İnsan beyninde öfke vb. düşünce, coşku-heyecan, uyku gibi fonksiyonları düzenleyen merkezler vardır. Bu merkezlerdeki biyokimyasal dengesizlikler, düşünce ve davranışta bazı bozulmalara yol açar… Sonuçta psikiyatrik rahatsızlıklar ortaya çıkar. Bu süreci etkileyen-tetikleyen faktörler arasında ise;
- Doğuştan gelen genetik yatkınlık,
- Çocuklukta alınan eğitim,
- Çevre şartları ve kültürle ilgili unsurlar yer almaktadır.
Ancak sebep ne olursa olsun, bütün bu olumsuzlukları olumlu yöne kanalize etmek de bize düşmektedir.

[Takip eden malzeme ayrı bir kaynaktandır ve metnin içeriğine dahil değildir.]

PR #4210, opened 2021-05-16
fixe error events typings  4165

### LINKED ISSUE #4165: Dropdown: Event Typings are Incorrect
## Bug Report
The typing for the Dropdown `onClick` event is a `KeyboardEvent` rather than a `MouseEvent`.

https://github.com/Semantic-Org/Semantic-UI-React/blob/ff703557a3090ea281cb7a263bc486a978fbabdd/src/modules/Dropdown/Dropdown.d.ts#L154

It also looks as though `onBlur` and `onFocus` should be `FocusEvent`s?

https://github.com/Semantic-Org/Semantic-UI-React/blob/ff703557a3090ea281cb7a263bc486a978fbabdd/src/modules/Dropdown/Dropdown.d.ts#L138

https://github.com/Semantic-Org/Semantic-UI-React/blob/ff703557a3090ea281cb7a263bc486a978fbabdd/src/modules/Dropdown/Dropdown.d.ts#L170

### Steps
Use any Dropdown and add a typed `onClick` handler.

### Expected Result
The `onClick` event is typed as a `MouseEvent`.

### Actual Result
The `onClick` event is typed as a `KeyboardEvent`.

### Version
2.0.3

### Testcase
https://codesandbox.io/s/semantic-ui-react-forked-pmkh6

ivankenou:
fixed #4165 
error event typings


layershifter:
Unfortunately it's a duplicate of #4181.

PR #4259, opened 2021-07-28
fix(Modal|Portal): fix an error with unsafe setState()

### LINKED ISSUE #4200: Warning when closing Modal "Can't perform a React state update on an unmounted component."
## Bug Report
My first attempt at using a Modal was to have a state variable indicating if the modal was open, and only render the Modal when open was true.  This worked fine for closing the modal with the closeIcon, but gave me a warning when I clicked outside the modal to close it. 

After some testing I changed my code to always render the Modal and set the open property to my open state variable. 
I suggest explaining this in the documentation (or fixing the cause of the warning). 

### Steps
Render modal depending on state.
Click outside the open modal, or use escape to close it.

### Expected Result
Modal should close without errors in console.

### Actual Result
Modal is closed with this error in the console:
"Warning: Can't perform a React state update on an unmounted component."
Two errors when using escape to close.

### Version
2.0.3

### Testcase
https://codesandbox.io/s/semantic-ui-example-forked-yt0xt

layershifter:
Fixes #4200.

---

This PR fixes a reported issue in #4200. It happens when a component gets unmounted before `.setState()` call.
Test that covers this scenario is also added.

### DIFF
--- a/src/addons/Portal/Portal.js
+++ b/src/addons/Portal/Portal.js
@@ -196,8 +196,8 @@ class Portal extends Component {
   close = (e) => {
     debug('close()')
 
-    _.invoke(this.props, 'onClose', e, { ...this.props, open: false })
     this.setState({ open: false })
+    _.invoke(this.props, 'onClose', e, { ...this.props, open: false })
   }
 
   closeWithTimeout = (e, delay) => {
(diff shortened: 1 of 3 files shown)


laukaichung:
Thank you for the fix. When would you expect it to be released?

layershifter:
@laukaichung it was released yesterday 🎉

PR #4282, opened 2021-09-02
feat(Search): add "placeholder" & documentation

### LINKED ISSUE #3806: search placeholder is implemented but not documented
hi.
in "react semantic ui" document
search placeholder API is not documented while is implemented for component
please add
tnx

rohanrav:
Fixes #3806.


rohanrav:
Here is the issue this PR addresses: #3806

gbhasha (approved):

docs/src/examples/modules/Search/Types/SearchExampleStandard.js
```diff
@@ -67,6 +67,7 @@ function SearchExampleStandard() {
       <Grid.Column width={6}>
         <Search
           loading={loading}
+          placeholder='Search'
```
layershifter:
```suggestion
          placeholder='Search...'
```

_nit_ 🐱

layershifter:
@rohanrav great job, I also added a small unit test 🐱

noinkling:
Hmm, this change causes the search's `<input>` element to have a superfluous (no value) `placeholder` attribute when it isn't provided. I would rather avoid that.

I think it might be because of assigning it an empty string in `defaultProps`? That doesn't seem necessary to me anyway.

layershifter:
> Hmm, this change causes the search's `<input>` element to have a superfluous (no value) `placeholder` attribute when it isn't provided. I would rather avoid that.
> 
> I think it might be because of assigning it an empty string in `defaultProps`? That doesn't seem necessary to me anyway.

@noinkling good call, yeah it should be removed from `defaultProps`. I will make a PR.

layershifter:
@noinkling #4327

PR #4291, opened 2021-10-06
docs(Modal): update props' description

bonellia:
I suppose Modal is just a specialized Portal (or vice-versa?) but I suppose props docs for modal could be less ambiguous with these small changes.


src/modules/Modal/Modal.js
```diff
@@ -373,12 +373,12 @@ Modal.propTypes = {
...
 
-  /** Element to be rendered in-place where the portal is defined. */
+  /** Element to be rendered in-place where the modal is defined. */
   trigger: PropTypes.node,
 
   /**
-   * NOTE: Any unhandled props that are defined in Portal are passed-through
-   * to the wrapping Portal.
+   * NOTE: Any unhandled props that are defined in Modal are passed-through
+   * to the wrapping Modal.
```
layershifter:
```suggestion
   * to the inner Portal.
```

This is more accurate 😉

bonellia: Of course :)

PR #4309, opened 2021-12-20
fix(Search): type definition for layout renderer

### LINKED ISSUE #4308: Type definition for Search Category Layout Renderer is incorrect
## Bug Report

https://github.com/Semantic-Org/Semantic-UI-React/blob/61a08733941fb60d6ff09f30c3e2fc13e40448da/src/modules/Search/SearchCategory.js#L25

↓Actually, the argument of this function is a single object, but it is written as two objects in types.
https://github.com/Semantic-Org/Semantic-UI-React/blob/61a08733941fb60d6ff09f30c3e2fc13e40448da/src/modules/Search/SearchCategory.d.ts#L29-L39

↓ Actually, The argument of this function is a single object, but it is written as two objects in JSDoc.
https://github.com/Semantic-Org/Semantic-UI-React/blob/61a08733941fb60d6ff09f30c3e2fc13e40448da/src/modules/Search/Search.d.ts#L61-L68

### Expected

Both should be
```ts
/** 
 * Renders the SearchCategory layout. 
 * 
 * @param {object} props - The SearchCategoryLayout props object.
 * @returns {*} - Renderable SearchCategory layout. 
 */ 
(props: SearchCategoryLayoutProps) => React.ReactElement<any>
```

### Version
2.0.4

bhbs:
Fixes #4308 

- Corrected Types.
- `SearchCategoryLayoutProps` is defined and should be used.

### DIFF
--- a/src/modules/Search/Search.d.ts
+++ b/src/modules/Search/Search.d.ts
@@ -5,6 +5,7 @@ import { InputProps } from '../../elements/Input'
 import SearchCategory, { SearchCategoryProps } from './SearchCategory'
 import SearchResult, { SearchResultProps } from './SearchResult'
 import SearchResults from './SearchResults'
+import { SearchCategoryLayoutProps } from './SearchCategoryLayout'
 
 export interface SearchProps extends StrictSearchProps {
   [key: string]: any
@@ -61,11 +62,10 @@ export interface StrictSearchProps {
   /**
    * Renders the SearchCategory layout.
    *
-   * @param {object} categoryContent - The Renderable SearchCategory contents.
-   * @param {object} resultsContent - The Renderable SearchResult contents.
+   * @param {object} props - The SearchCategoryLayout props object.
    * @returns {*} - Renderable SearchCategory layout.
    */
-  categoryLayoutRenderer?: (props: SearchCategoryProps) => React.ReactElement<any>
+  categoryLayoutRenderer?: (props: SearchCategoryLayoutProps) => React.ReactElement<any>
 
   /**
    * Renders the SearchCategory contents.
--- a/src/modules/Search/Search.d.ts
+++ b/src/modules/Search/Search.d.ts
@@ -65,7 +65,7 @@ export interface StrictSearchProps {
    * @param {object} props - The SearchCategoryLayout props object.
    * @returns {*} - Renderable SearchCategory layout.
    */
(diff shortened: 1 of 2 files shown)


bhbs:
@layershifter 
Hi, could you review this?
Thank you for nice library.

src/modules/Search/SearchCategory.d.ts
```diff
@@ -29,14 +30,10 @@ export interface StrictSearchCategoryProps {
...
-   * @param {object} categoryContent - The Renderable SearchCategory contents.
-   * @param {object} resultsContent - The Renderable SearchResult contents.
+   * @param {object} props - The SearchCategoryLayout props object.
    * @returns {*} - Renderable SearchCategory layout.
    */
-  layoutRenderer?: (
-    categoryContent: React.ReactElement<any>,
-    resultsContent: React.ReactElement<any>,
-  ) => React.ReactElement<any>
+  layoutRenderer?: (props: SearchCategoryLayoutProps) => React.ReactElement<any>
```
layershifter:
```suggestion
  layoutRenderer?: (props: Pick<SearchCategoryLayoutProps, 'categoryContent' | 'resultsContent'>) => React.ReactElement<any>
```

We don't pass all props there only `categoryContent` & `resultsContent`, so let's make it more accurate 😉

src/modules/Search/Search.d.ts
```diff
@@ -61,11 +62,10 @@ export interface StrictSearchProps {
   /**
    * Renders the SearchCategory layout.
    *
-   * @param {object} categoryContent - The Renderable SearchCategory contents.
-   * @param {object} resultsContent - The Renderable SearchResult contents.
+   * @param {object} props - The SearchCategoryLayout props object.
    * @returns {*} - Renderable SearchCategory layout.
    */
-  categoryLayoutRenderer?: (props: SearchCategoryProps) => React.ReactElement<any>
+  categoryLayoutRenderer?: (props: SearchCategoryLayoutProps) => React.ReactElement<any>
```
layershifter:
```suggestion
  categoryLayoutRenderer?: (props: Pick<SearchCategoryLayoutProps, 'categoryContent' | 'resultsContent'>) => React.ReactElement<any>
```

Same as in other comment :)

src/modules/Search/SearchCategory.d.ts
bhbs: You're right! Thank you! 😀

PR #4330, opened 2022-02-01
chore(Search): use React.forwardRef()

layershifter:
Similarly to #4234, adds native ref forwarding to `Search`.

The difference compared to other components is that `Search` remains class component. Ref forwarding is done via `wrapper` component around it. All `Search` tests were updated to use `mount()` renderer as some other tests, too.

The test that was testing internal implementation was refactored.

### DIFF
--- a/src/lib/getUnhandledProps.js
+++ b/src/lib/getUnhandledProps.js
@@ -10,6 +10,8 @@ const getUnhandledProps = (Component, props) => {
   const { handledProps = [] } = Component
 
   return Object.keys(props).reduce((acc, prop) => {
+    // "childKey" and "innerRef" are internal props of Semantic UI React
+    // "innerRef" can be removed when "Search" & "Dropdown components will be removed to be functional
     if (prop === 'childKey' || prop === 'innerRef') return acc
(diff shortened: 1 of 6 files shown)


src/lib/getUnhandledProps.js
```diff
@@ -10,7 +10,7 @@ const getUnhandledProps = (Component, props) => {
   const { handledProps = [] } = Component
 
   return Object.keys(props).reduce((acc, prop) => {
-    if (prop === 'childKey') return acc
+    if (prop === 'childKey' || prop === 'innerRef') return acc
```
layershifter, line 15: TODO: Add comment

src/modules/Search/Search.js
```diff
@@ -681,9 +687,16 @@ Search.defaultProps = {
   showNoResults: true,
 }
 
-Search.autoControlledProps = ['open', 'value']
+SearchInner.autoControlledProps = ['open', 'value']
+
+if (process.env.NODE_ENV !== 'production') {
```
layershifter, line 692: TODO: Add comment

PR #4332, opened 2022-02-03
fix(Progress): clamp bar width and improve propTypes check for progress prop

kangaechigai:
Fix some inconsistencies in `Progress` bar width and invalid prop combos.

1. bar width: `progress='value'` and `value > total`
e.g. `<Progress progress='value' value={51} total={50} />` 
 
**Expected Result**: progress bar with text `51` and width clamped to 100% to match behavior with any other value for `progress`
 
**Actual Result**: progress bar with text `51` and width 102%

1. bar width: `value` without `total`
e.g. `<Progress value={50} />`
 
**Expected Result**: progress bar with width 50% to match behavior with `progress='value'`
 
**Actual Result**: progress bar with min width

1. bad prop combo: `progress='ratio` without `value` or `total`
e.g. `<Progress progress="ratio" />`
 
**Expected Result**: `propTypes` error
 
**Actual Result**: no `propTypes` error, progress bar with text `undefined/undefined`

1. bad prop combo: `progress='value'` without `value`
e.g. `<Progress progress="value" />`
 
**Expected Result**: `propTypes` error
 
**Actual Result**: no `propTypes` error

### Version
2.1.1

### Testcase
https://codesandbox.io/s/progress-problem-with-progress-value-odipb?file=/index.js

### DIFF
--- a/src/modules/Progress/Progress.js
+++ b/src/modules/Progress/Progress.js
@@ -161,7 +161,12 @@ Progress.propTypes = {
   precision: PropTypes.number,
 
   /** A progress bar can contain a text value indicating current progress. */
-  progress: PropTypes.oneOfType([PropTypes.bool, PropTypes.oneOf(['percent', 'ratio', 'value'])]),
+  progress: PropTypes.oneOfType([
+    PropTypes.bool,
+    PropTypes.oneOf(['percent']),
+    customPropTypes.every([PropTypes.oneOf(['value']), customPropTypes.demand(['value'])]),
+    customPropTypes.every([PropTypes.oneOf(['ratio']), customPropTypes.demand(['value', 'total'])]),
+  ]),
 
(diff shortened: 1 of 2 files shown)


brianespinosa:
I thought for sure that the progress bar would allow to go past 100 in the parent SUI project, but I wanted to verify. Sure enough, it does not let you go past 100%. [I put a Codesandbox together to check just to make sure, as that parent project is our source of truth](https://codesandbox.io/s/semantic-ui-progress-clamp-100-weteg). We get an error if the percentage exceeds 100%. Looks like this was something that was missed when the Progress component was built. But maybe this was intentional. 

This could be considered a breaking change for this component as some people might be using it to show values exceeding 100%. I know there are scenarios in some of the projects I use the React bindings where we have used the Progress component in this way.

PR #4337, opened 2022-02-16
fix(Popup): do not hide Popup with "hideOnScroll" when scroll comes from inside the Popup

### LINKED ISSUE #4305: Popup with hideOnScroll option hides on a scroll from inside the Popup
### Steps
Create a Popup with `hideOnScroll` option and custom content with an inner scroll inside. Try to scroll popup content, popup will hide.

### Expected Result
Popup should remain visible when the scroll comes from inside the Popup. I think there is no point to hide the popup in this case.

### Actual Result
Popup hides when scroll comes from inside the popup

### Version
2.0.4

### Testcase
https://codesandbox.io/s/semantic-ui-react-popup-hides-on-inner-scroll-jdtmw

https://user-images.githubusercontent.com/1057056/145740145-54366c2e-51dc-4083-bf9e-776d5c8c1427.mp4

oskarwrobel:
Fixes an issue when Popup with `hideOnScroll` property hides on a scroll that comes from inside the Popup.
Closes https://github.com/Semantic-Org/Semantic-UI-React/issues/4305.

### DIFF
--- a/src/modules/Popup/Popup.js
+++ b/src/modules/Popup/Popup.js
@@ -36,6 +36,7 @@ export default class Popup extends Component {
   zIndexWasSynced = false
 
   triggerRef = React.createRef()
+  elementRef = React.createRef()
 
   static getDerivedStateFromProps(props, state) {
     if (state.closed || state.disabled) return {}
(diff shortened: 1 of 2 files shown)


layershifter:
~~@oskarwrobel thanks for contributing ❤️  I tested on deployed doc site:~~
~~It still closes on scrolling inside... Can you please check~~

EDIT: NVM, it's a different case.

layershifter (approved):

PR #42, opened 2015-01-01
Weed "minimal" docker image

OGrape:
I think the weed docker image which build from the given Dockerfile is too large, so I made this minimal version and it's only about 19.6 MB.

### DIFF
--- a/Dockerfile
+++ b/Dockerfile
@@ -1,6 +1,21 @@
-FROM cydev/go
-RUN go get github.com/chrislusf/weed-fs/go/weed
+FROM progrium/busybox
+
+WORKDIR /opt/weed
+
+RUN opkg-install curl
+RUN echo insecure >> ~/.curlrc
+
+RUN \
+  curl -Lks https://bintray.com$(curl -Lk http://bintray.com/chrislusf/Weed-FS/seaweed/_latestVersion | grep linux_amd64.tar.gz | sed -n "/href/ s/.*href=['\"]\([^'\"]*\)['\"].*/\1/gp") | gunzip | tar -xf - -C /opt/weed/ && \
+  mv weed_* bin && \
+  chmod +x ./bin/weed
+
 EXPOSE 8080
 EXPOSE 9333
+
 VOLUME /data
+
+ENV WEED_HOME /opt/weed
+ENV PATH ${PATH}:${WEED_HOME}/bin
+
 ENTRYPOINT ["weed"]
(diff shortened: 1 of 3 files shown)


Dockerfile
```diff
@@ -1,6 +1,21 @@
...
-RUN go get github.com/chrislusf/weed-fs/go/weed
+FROM progrium/busybox
+
+WORKDIR /opt/weed
+
+RUN opkg-install curl
+RUN echo insecure >> ~/.curlrc
+
+RUN \
+  curl -Lks https://bintray.com$(curl -Lk http://bintray.com/chrislusf/Weed-FS/seaweed/_latestVersion | grep linux_amd64.tar.gz | sed -n "/href/ s/.*href=['\"]\([^'\"]*\)['\"].*/\1/gp") | gunzip | tar -xf - -C /opt/weed/ && \
```
samuelngs, line 9: The dockerfile will download the latest pre-compiled binary from Bintray automatically

Dockerfile
```diff
@@ -1,6 +1,21 @@
...
+  mv weed_* bin && \
```
OGrape: rename folder to bin

chrislusf:
Is it possible to have 2 socket files?

OGrape:
Yep actually we can. Maybe something like this?

~~~
`-- project
     |-- minimal
     |    |-- Dockerfile
     `-- Dockerfile
~~~

or minimal Dockerfile in the root? Which one do you prefer?

chrislusf:
I like the minimal docker file as the default. The original one can be called something like "Dockerfile.go_build".

OGrape:
I just pushed an update :)
thanks

chrislusf:
Thanks. One more thing, can you please also adjust the documentation page "doc/gettingstarted.rst", in order to make it consistent with the change?

OGrape:
No problem! I'm gonna have a look on that.

OGrape:
I did some changes on the gettingstarted.rst

chrislusf:
Thanks!

I think the "--rm -t 'cydev/weed' " can be removed from this?
  docker build --no-cache --rm -t 'cydev/weed' .

Also, the "docker run" in "In production" section needs change.

OGrape:
Yeah --rm is not necessary but -t, it's for the repository name.
I named it "cydev/weed" so that people can start up a container with same command line (Doesn't matter Local or Docker Hub image)

~~~
docker run --name weed -d -p 9333:9333 -p 8080:8080 \
	-v /opt/weedfs/data:/data cydev/weed server -dir="/data"
~~~

Sorry but could you tell me what to change in the "In production" section, as I see there's nothing needs to be changed.

chrislusf:
thanks a lot!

Aslında öfke, tamamen zararlı bir huy da değildir. Kendisine yapılan saldırıları önleyebilmesi / korunabilmesi için verilmiştir insana... Onu kontrollü bir şekilde tutarsak, zararlarından korunur, faydalı yönlerinden yararlanırız. Allah için sevmek, Allah için buğzetmek/kızıp öfkelenmek gibi… Aksi halde kontrolsüz bir öfke, gerek fertler ve gerekse toplum üzerinde büyük tahribata yol açar.
***
Öfke ve şaytan arasındaki ilişki
İnsan öfkeye kapılınca, şeytan onu çocuk oynatır gibi oynatır elinde... Öfke anında şeytan insanın sırtını rahatlıkla yere getirir, onu mağlup eder... İnsana, sonradan pişman olacağı şeyleri rahatlıkla yaptırır.
Şeytan der ki; insanı yenmek için, sâkin olduğu zaman kalbine otururum... Kızdığı zaman, uçup kafasına-beynine konarım...
Öfke şeytandandır, onun en büyük ve müessir/etkili silahıdır.
Şeytan ölüm anında Müslümana bir şey yapamadığında, onu imanından çeviremediğinde çok şiddetli ağlar!
Şeytan insanın her işinde hazır bulunur... O yüzden bir işe başlayacağımız vakit, mutlaka “Eûzü-Besmele” ile (ALLAH'a sığınarak ve ALLAH'ın ismini anarak) başlamalıdır. Bu sayede şeytan uzaklaşır.
Bir işte acele etmek şeytandandır, sabırlı ve ihtiyatlı olmak ise Rahmân’dandır.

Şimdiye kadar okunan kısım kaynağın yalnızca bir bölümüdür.